* _Requirement_
Your task is to set down the records below again, exactly.

(Collection entries)

━━━━

PR #1131, opened 2024-08-02
fix: Allow more linient TaskMetadata

### LINKED ISSUE #1121: Task Metadata Pydantic rules are too strict
Hi, wonderful package.

I am trying to run experimentations on my laptop on custom datasets but I end up spending a lot of time configuring each and every parameters of [TaskMetadata](https://github.com/embeddings-benchmark/mteb/blob/main/mteb/abstasks/TaskMetadata.py#L138). It feels too constrained and I end up forced to add meaningless values that bite my later.

For example, I'd like to fetch multiple datasets but I HAVE TO put a revision string for each which makes the ordeal very cumbersome.

I am not using classic datasets but custom ones so being able to just put `None` for most of these parameters would be really helpful.

Any plans adding a `bypass_verification` for Pydantic ??

KennethEnevoldsen:
This fix allows for more lenient TaskMetadata when using the package, but maintain the validation for the package within the tests.

This is intended to ensure flexibility and ease of use, while maintaining high-quality doucementation of tasks

## Checklist

Fixes #1121

### DIFF
--- a/mteb/abstasks/TaskMetadata.py
+++ b/mteb/abstasks/TaskMetadata.py
@@ -174,40 +174,60 @@ class TaskMetadata(BaseModel):
 
     name: str
     description: str
-    type: TASK_TYPE
-    modalities: list[Literal["text"]]
-    category: TASK_CATEGORY
-    reference: STR_URL | None  # URL to documentation, e.g. published paper
+    type: TASK_TYPE | None = None
+    modalities: list[Literal["text"]] = ["text"]
+    category: TASK_CATEGORY | None = None
+    reference: STR_URL | None = None
 
-    eval_splits: list[str]
+    eval_splits: list[str] = ["test"]
     eval_langs: LANGUAGES
-    main_score: str  # Might want a literal here
+    main_score: str
 
-    date: tuple[STR_DATE, STR_DATE] | None  # When the data was collected
-    domains: list[TASK_DOMAIN] | None
-    task_subtypes: list[TASK_SUBTYPE] | None
-    license: str | None
+    date: tuple[STR_DATE, STR_DATE] | None = None
+    domains: list[TASK_DOMAIN] | None = None
+    task_subtypes: list[TASK_SUBTYPE] | None = None
+    license: str | None = None
 
-    annotations_creators: ANNOTATOR_TYPE | None
-    dialect: list[str] | None
+    annotations_creators: ANNOTATOR_TYPE | None = None
+    dialect: list[str] | None = None
 
-    sample_creation: SAMPLE_CREATION_METHOD | None
-    bibtex_citation: str | None
+    sample_creation: SAMPLE_CREATION_METHOD | None = None
+    bibtex_citation: str | None = None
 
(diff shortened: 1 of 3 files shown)


mteb/abstasks/TaskMetadata.py
```diff
@@ -174,40 +174,60 @@ class TaskMetadata(BaseModel):
...
     @field_validator("dataset")
-    def _check_dataset_path_is_specified(cls, dataset):
+    def _check_dataset_revision_is_specified(
+        cls, dataset: dict[str, Any]
+    ) -> dict[str, Any]:
+        cls.dataset_revision_is_specified(dataset)
+        return dataset
+
+    @staticmethod
+    def dataset_path_is_specified(dataset: dict[str, Any]) -> bool:
```
isaac-chung, line 220: Here it seems to either raise an error or return a value that will not be used later on. For static methods like this, maybe we don't need a return value. Would suggest removing the return line as well.
```suggestion
    def dataset_path_is_specified(dataset: dict[str, Any]) -> None:
```

mteb/abstasks/TaskMetadata.py
```diff
@@ -217,19 +237,18 @@ def _check_dataset_revision_is_specified(cls, dataset):
                 "Revision missing for the dataset %s. It is encourage to specify a dataset revision for reproducability.",
                 dataset["path"],
             )
-        return dataset
+        return True
 
-    @field_validator("eval_langs")
-    def _check_eval_langs(cls, eval_langs):
+    def eval_langs_are_valid(self, eval_langs: LANGUAGES) -> bool:
```
isaac-chung, line 242: Same here - the returned value is not used anywhere.
```suggestion
    def eval_langs_are_valid(self, eval_langs: LANGUAGES) -> None:
```

tests/test_TaskMetadata.py
```diff
@@ -383,13 +383,13 @@ def test_filled_metadata_is_filled():
...
 
-def test_all_metadata_is_filled():
+def test_all_metadata_is_filled_and_valid():
     all_tasks = get_tasks()
 
     unfilled_metadata = []
     for task in all_tasks:
         if task.metadata.name not in _HISTORIC_DATASETS:
-            if not task.metadata.is_filled():
+            if not task.metadata.is_filled() and task.metadata.is_validated():
```
isaac-chung, line 392: I wasn't able to find the `is_validated` method. Did you mean `validate_metadata`? Also, might need to wrap the and part in `()` before putting `not` in front 🤔

isaac-chung (commented):
Looks good so far! Added a few suggestions.

tests/test_TaskMetadata.py
KennethEnevoldsen: Good catch, apparently there is a pydantic function called the same.

mteb/abstasks/TaskMetadata.py
KennethEnevoldsen: Agree - I how now reverted it to None

KennethEnevoldsen:
Completely agree with the suggested. I have added them in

━━━━

* _Completed task_
PR #1131, opened 2024-08-02
fix: Allow more linient TaskMetadata

### LINKED ISSUE #1121: Task Metadata Pydantic rules are too strict
Hi, wonderful package.

I am trying to run experimentations on my laptop on custom datasets but I end up spending a lot of time configuring each and every parameters of [TaskMetadata](https://github.com/embeddings-benchmark/mteb/blob/main/mteb/abstasks/TaskMetadata.py#L138). It feels too constrained and I end up forced to add meaningless values that bite my later.

For example, I'd like to fetch multiple datasets but I HAVE TO put a revision string for each which makes the ordeal very cumbersome.

I am not using classic datasets but custom ones so being able to just put `None` for most of these parameters would be really helpful.

Any plans adding a `bypass_verification` for Pydantic ??

KennethEnevoldsen:
This fix allows for more lenient TaskMetadata when using the package, but maintain the validation for the package within the tests.

This is intended to ensure flexibility and ease of use, while maintaining high-quality doucementation of tasks

## Checklist

Fixes #1121

### DIFF
--- a/mteb/abstasks/TaskMetadata.py
+++ b/mteb/abstasks/TaskMetadata.py
@@ -174,40 +174,60 @@ class TaskMetadata(BaseModel):
 
     name: str
     description: str
-    type: TASK_TYPE
-    modalities: list[Literal["text"]]
-    category: TASK_CATEGORY
-    reference: STR_URL | None  # URL to documentation, e.g. published paper
+    type: TASK_TYPE | None = None
+    modalities: list[Literal["text"]] = ["text"]
+    category: TASK_CATEGORY | None = None
+    reference: STR_URL | None = None
 
-    eval_splits: list[str]
+    eval_splits: list[str] = ["test"]
     eval_langs: LANGUAGES
-    main_score: str  # Might want a literal here
+    main_score: str
 
-    date: tuple[STR_DATE, STR_DATE] | None  # When the data was collected
-    domains: list[TASK_DOMAIN] | None
-    task_subtypes: list[TASK_SUBTYPE] | None
-    license: str | None
+    date: tuple[STR_DATE, STR_DATE] | None = None
+    domains: list[TASK_DOMAIN] | None = None
+    task_subtypes: list[TASK_SUBTYPE] | None = None
+    license: str | None = None
 
-    annotations_creators: ANNOTATOR_TYPE | None
-    dialect: list[str] | None
+    annotations_creators: ANNOTATOR_TYPE | None = None
+    dialect: list[str] | None = None
 
-    sample_creation: SAMPLE_CREATION_METHOD | None
-    bibtex_citation: str | None
+    sample_creation: SAMPLE_CREATION_METHOD | None = None
+    bibtex_citation: str | None = None
 
(diff shortened: 1 of 3 files shown)


mteb/abstasks/TaskMetadata.py
```diff
@@ -174,40 +174,60 @@ class TaskMetadata(BaseModel):
...
     @field_validator("dataset")
-    def _check_dataset_path_is_specified(cls, dataset):
+    def _check_dataset_revision_is_specified(
+        cls, dataset: dict[str, Any]
+    ) -> dict[str, Any]:
+        cls.dataset_revision_is_specified(dataset)
+        return dataset
+
+    @staticmethod
+    def dataset_path_is_specified(dataset: dict[str, Any]) -> bool:
```
isaac-chung, line 220: Here it seems to either raise an error or return a value that will not be used later on. For static methods like this, maybe we don't need a return value. Would suggest removing the return line as well.
```suggestion
    def dataset_path_is_specified(dataset: dict[str, Any]) -> None:
```

mteb/abstasks/TaskMetadata.py
```diff
@@ -217,19 +237,18 @@ def _check_dataset_revision_is_specified(cls, dataset):
                 "Revision missing for the dataset %s. It is encourage to specify a dataset revision for reproducability.",
                 dataset["path"],
             )
-        return dataset
+        return True
 
-    @field_validator("eval_langs")
-    def _check_eval_langs(cls, eval_langs):
+    def eval_langs_are_valid(self, eval_langs: LANGUAGES) -> bool:
```
isaac-chung, line 242: Same here - the returned value is not used anywhere.
```suggestion
    def eval_langs_are_valid(self, eval_langs: LANGUAGES) -> None:
```

tests/test_TaskMetadata.py
```diff
@@ -383,13 +383,13 @@ def test_filled_metadata_is_filled():
...
 
-def test_all_metadata_is_filled():
+def test_all_metadata_is_filled_and_valid():
     all_tasks = get_tasks()
 
     unfilled_metadata = []
     for task in all_tasks:
         if task.metadata.name not in _HISTORIC_DATASETS:
-            if not task.metadata.is_filled():
+            if not task.metadata.is_filled() and task.metadata.is_validated():
```
isaac-chung, line 392: I wasn't able to find the `is_validated` method. Did you mean `validate_metadata`? Also, might need to wrap the and part in `()` before putting `not` in front 🤔

isaac-chung (commented):
Looks good so far! Added a few suggestions.

tests/test_TaskMetadata.py
KennethEnevoldsen: Good catch, apparently there is a pydantic function called the same.

mteb/abstasks/TaskMetadata.py
KennethEnevoldsen: Agree - I how now reverted it to None

KennethEnevoldsen:
Completely agree with the suggested. I have added them in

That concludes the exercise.